(Collected data entries)

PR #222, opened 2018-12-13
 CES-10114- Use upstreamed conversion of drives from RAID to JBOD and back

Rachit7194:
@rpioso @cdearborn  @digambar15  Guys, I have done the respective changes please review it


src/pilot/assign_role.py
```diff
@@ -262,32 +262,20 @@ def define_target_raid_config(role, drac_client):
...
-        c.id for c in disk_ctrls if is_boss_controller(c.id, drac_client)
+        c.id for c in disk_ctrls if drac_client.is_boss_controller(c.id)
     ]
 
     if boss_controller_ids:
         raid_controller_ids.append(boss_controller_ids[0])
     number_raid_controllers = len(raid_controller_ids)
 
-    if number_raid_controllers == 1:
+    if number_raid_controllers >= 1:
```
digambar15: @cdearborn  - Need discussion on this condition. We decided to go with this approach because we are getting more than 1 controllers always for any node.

Exercise details ▸ Make an exact transcription of the entries above.

The answer ▸
PR #222, opened 2018-12-13
 CES-10114- Use upstreamed conversion of drives from RAID to JBOD and back

Rachit7194:
@rpioso @cdearborn  @digambar15  Guys, I have done the respective changes please review it


src/pilot/assign_role.py
```diff
@@ -262,32 +262,20 @@ def define_target_raid_config(role, drac_client):
...
-        c.id for c in disk_ctrls if is_boss_controller(c.id, drac_client)
+        c.id for c in disk_ctrls if drac_client.is_boss_controller(c.id)
     ]
 
     if boss_controller_ids:
         raid_controller_ids.append(boss_controller_ids[0])
     number_raid_controllers = len(raid_controller_ids)
 
-    if number_raid_controllers == 1:
+    if number_raid_controllers >= 1:
```
digambar15: @cdearborn  - Need discussion on this condition. We decided to go with this approach because we are getting more than 1 controllers always for any node.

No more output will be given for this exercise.